I just read that the expansion is actually accelerating so I guess inverse square law isn't right.
Yes it isn't. I tried to picture the extremely rapid (exponential) expansion of the universe during inflation.
 

FAQ: At what speed is our universe expanding?

What is the current estimated speed of the expansion of our universe?

The current estimated speed of the expansion of our universe is approximately 73.3 kilometers per second per megaparsec (km/s/Mpc). This is known as the Hubble Constant, named after astronomer Edwin Hubble who first discovered the expansion of the universe.

How is the speed of the universe's expansion measured?

The speed of the universe's expansion is measured by observing the redshift of light from distant galaxies. This is done using a tool called a spectrograph, which separates light into different wavelengths. The amount of redshift in the light from a galaxy can be used to calculate its distance from Earth and the speed at which it is moving away from us.

Is the speed of the universe's expansion constant?

No, the speed of the universe's expansion is not constant. It was thought to be constant for many years, but recent observations have shown that the expansion is actually accelerating. This means that the speed is increasing over time, rather than remaining constant.

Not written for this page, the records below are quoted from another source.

Issue #3499, opened 2025-07-13
vim.validate is deprecated. Feature will be removed in Nvim 1.0


ivan-volnov:
### Description

subj

### Neovim version

```markdown
NVIM v0.11.0
Build type: Release
LuaJIT 2.1.1741730670
```

### Operating system and version

Freebsd 14

### Telescope version / branch / rev

telescope 0.1.8

### checkhealth telescope

```markdown
==============================================================================
telescope:                                 require("telescope.health").check()

Checking for required plugins ~
- OK plenary installed.
- WARNING nvim-treesitter not found. 

Checking external dependencies ~
- OK rg: found ripgrep 14.1.1
- OK fd: found fd 10.2.0

===== Installed extensions ===== ~

Telescope Extension: `fzf` ~
- OK lib working as expected
- OK file_sorter correctly configured
- OK generic_sorter correctly configured

Telescope Extension: `live_grep_args` ~
- No healthcheck provided
```

### Steps to reproduce

-

### Actual behavior

-

### Minimal config

```Lua
local root = vim.fn.fnamemodify("./.repro", ":p")

-- set stdpaths to use .repro
for _, name in ipairs { "config", "data", "state", "cache" } do
  vim.env[("XDG_%s_HOME"):format(name:upper())] = root .. "/" .. name
end

-- bootstrap lazy
local lazypath = root .. "/plugins/lazy.nvim"
if not vim.uv.fs_stat(lazypath) then
  vim.fn.system {
    "git",
    "clone",
    "--filter=blob:none",
    "https://github.com/folke/lazy.nvim.git",
    lazypath,
  }
end
vim.opt.runtimepath:prepend(lazypath)

-- install plugins
local plugins = {
  {
    "nvim-telescope/telescope.nvim",
    dependencies = {
      "nvim-lua/plenary.nvim",
    },
    config = function()
      -- ADD INIT.LUA SETTINGS THAT ARE _NECESSARY_ FOR REPRODUCING THE ISSUE
      require("telescope").setup {}
    end,
  },
}

require("lazy").setup(plugins, {
  root = root .. "/plugins",
})
```

Trishthedish:
I was just about to create an issue for this.

I found 5 usages across 4 files of the soon to be outdated vim.validate({}) syntax in use.

I've created a PR for those happening in /actions/utils.lua

I'd be happy to tackle others but wish to get feedback on my first PR before proceeding to the others.

[...]

PR #3552, opened 2025-11-03
feat!: drop support for Nvim 0.9

clason:
It's time; even Debian now ships with Nvim 0.10.4, and keeping compatibility for 0.9 makes fixing the many deprecation warnings on 0.12 harder.

- **feat!: drop support for Nvim 0.9**
- **refactor: remove deprecated shims**
- **refactor(lsp): remove obsolete workaround for item_to_location**
- **refactor: rename vim.loop to vim.uv**
- **refactor: proper grammar in confirmation messages**
- **refactor: prefer vim.fs.find over plenary.scandir**
- **refactor: centralize check for Nvim 0.11**
- **refactor: remove obsolete health shims** (already removed in Nvim 0.9 o.O)

@nvim-telescope/core

PR #3555, opened 2025-11-03
fix: adjust to vim.validate deprecation in Nvim 0.12

clason:
## requires #3552 

Closes https://github.com/nvim-telescope/telescope.nvim/issues/3499

### DIFF
--- a/lua/telescope/utils.lua
+++ b/lua/telescope/utils.lua
@@ -18,33 +18,21 @@ local utils = {}
 utils.iswin = vim.uv.os_uname().sysname == "Windows_NT"
 utils.nvim011 = vim.fn.has "nvim-0.11" == 1
 
----@param s string
----@param i number
----@param encoding "utf-8" | "utf-16" | "utf-32"
----@return integer
-utils.str_byteindex = function(s, i, encoding)
-  if utils.nvim011 then
-    return vim.str_byteindex(s, encoding, i, false)
-  else
-    return vim.lsp.util._str_byteindex_enc(s, i, encoding)
-  end
-end
-
----@param t table
-utils.flatten = function(t)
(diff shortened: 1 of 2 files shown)


clason:
Note to self: dispatch outside of function definition, not inside.

DrKJeff16:
Shouldn't the title be for `Nvim 0.11`? since we're doing checks against that version.

clason:
No, because the deprecation message got added in 0.12.

DrKJeff16:
Weird stuff, but I get it.

lua/telescope/utils.lua
```diff
@@ -15,26 +15,25 @@ local get_status = require("telescope.state").get_status
...
 
-utils.iswin = vim.loop.os_uname().sysname == "Windows_NT"
-
----@param s string
----@param i number
----@param encoding "utf-8" | "utf-16" | "utf-32"
----@return integer
-utils.str_byteindex = function(s, i, encoding)
-  if vim.fn.has "nvim-0.11" == 1 then
-    return vim.str_byteindex(s, encoding, i, false)
```
clason: `nil` is falsy in Lua, so we can use the same signature for both branches.

clason:
Follow-up (not critical but forward-looking):
* [x] replace `nvim_buf_get_option()` with `nvim_get_option_value()` (deprecated in Nvim 0.10; could use `vim.bo` but that is less stable API)
* [X] replace `nvim_buf_add_highlight()` with `vim.hl.range()` or `nvim_buf_set_extmark()` (deprecated in Nvim 0.11)
* [x] replace `err_writeln` with `utils.notify`/`error` (deprecated in Nvim 0.11)
* [x] pet peeve: make consistent use of `vim.api` or `vim.lsp` locals

PR #3557, opened 2025-11-05
refactor: replace deprecated nvim_buf_add_highlight with vim.hl.range

clason:


clason:
The refactors will continue until morale improves.

PR #3562, opened 2025-11-06
fix(deprecated): remove module with deprecated API call

clason:
Not sure what that is even supposed to do; in any case, we're way
past the deprecation period for any breaking change this may have warned
about.


Conni2461:
Most deprecations where handled in the changelog, lets get rid of this module. thanks :)

PR #3563, opened 2025-11-06
ci: add emmyluals workflow

clason:
Optional for now; can be run locally with `make luacheck`. (I just want to see how bad this is going to be...)

Also fix the lint workflow:
* no need to run as root
* format ALL THE FILES (there are Lua files outside `/lua` these days)

### DIFF
--- a/.emmyrc.json
+++ b/.emmyrc.json
@@ -1,0 +1,25 @@
+{
+  "$schema": "https://raw.githubusercontent.com/EmmyLuaLs/emmylua-analyzer-rust/refs/heads/main/crates/emmylua_code_analysis/resources/schema.json",
+  "format": {
+    "externalTool": {
+      "program": "stylua",
+      "args": [
+        "-",
+        "--stdin-filepath",
+        "${file}"
+      ]
+    }
+  },
+  "diagnostics": {
+    "disable": [
+      "unnecessary-if"
+    ]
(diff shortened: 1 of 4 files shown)


clason:
> Diagnosis complete, 2349 problems found

...pretty bad.

Conni2461:
yeah, we dont have typing, luals wasnt that mature back then :sweat_smile:

clason:
I guess all these luacats annotations we have are for something different then ;)

clason:
> yeah, we dont have typing, luals wasnt that mature back then 😅

Since we're basically starting from scratch, we might as well switch to emmyluals already, which is quite a bit faster and has better support for generics. (It's also quite a bit stricter and still has some rough edges, and the Nvim runtime itself is not fully emmyluals compliant, which may be a problem.)

Conni2461:
> I guess all these luacats annotations we have are for something different then ;)

annotations where used for doc generation, not type hints: https://github.com/tjdevries/tree-sitter-lua/blob/master/HOWTO.md but i think that one broke 2 years ago

clason:
Yeah, I noticed on another PR (which is what started this whole rampage) ;)

clason:
emmyluals has a docgen CLI; that could be another argument for switching, if we have to replace tools anyway.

Can the speed of the universe's expansion change?

Yes, the speed of the universe's expansion can change. As mentioned before, it is currently accelerating. This acceleration is thought to be caused by a mysterious force called dark energy, which makes up about 70% of the universe's total energy. The exact nature of dark energy is still not fully understood.

How does the speed of the universe's expansion affect the shape of the universe?

The speed of the universe's expansion is directly related to the shape of the universe. If the expansion continues to accelerate, the universe will eventually become flat and infinite. If the expansion slows down, the universe could eventually collapse in on itself in a "Big Crunch." The current data suggests that the expansion will continue to accelerate, leading to a flat and infinite universe.